Adliyeye, kışlaya, camiye siyaseti sokmayın diye söylediklerini şimdi üçüne de siyaseti sokulduğunu savunan Kılıçdaroğlu, "Hakim siyasallaşırsa adalet olmaz. Adalet olmazsa devlet olmaz. Bir çöküşün eşiğindeyiz" dedi. 

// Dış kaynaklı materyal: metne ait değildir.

PR #2304, opened 2015-11-02
Remove service.start_container()

dnephin:
It has been an unnecessary wrapper around container.start() for a little while now, so we can call it directly.

### DIFF
--- a/compose/cli/main.py
+++ b/compose/cli/main.py
@@ -448,7 +448,7 @@ class TopLevelCommand(DocoptCommand):
             raise e
 
         if detach:
-            service.start_container(container)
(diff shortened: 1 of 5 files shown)


aanand:
Nice. Needs a rebase.

dnephin:
rebased

aanand:
Looks like Jenkins is failing because we need a `1.9.0-rc5` tag for the `dind` image.

dnephin:
hmm, ya, I just created it.I guess I didn't wait long enough before rebuilding

aanand:
LGTM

Bütün bunlar olurken hükümetin tek derdinin Amerika'daki Rıza Zarraf'ın nasıl kurtarılması olduğunu söyleyen Kılıçdaroğlu, şunları kaydetti:

"Niçin? O Türkiye Cumhuriyeti vatandaşı onun için gidiliyor. Almanya'ya git hapishanelerinde yüzlerce binlerce Türk var. Onlar Türkiye Cumhuriyeti vatandaşı değil mi? Onların hakkını niye savunmuyorsun? Çünkü onlar ayakkabı kutusu geleneğinden geliyorlar. Korkuyorlar ya Rıza Zarraf konuşursa. Konuşacak gün gelecek konuşacak. O konuşmazsa Halk Bankası Genel Müdür Yardımcısı var o konuşacak."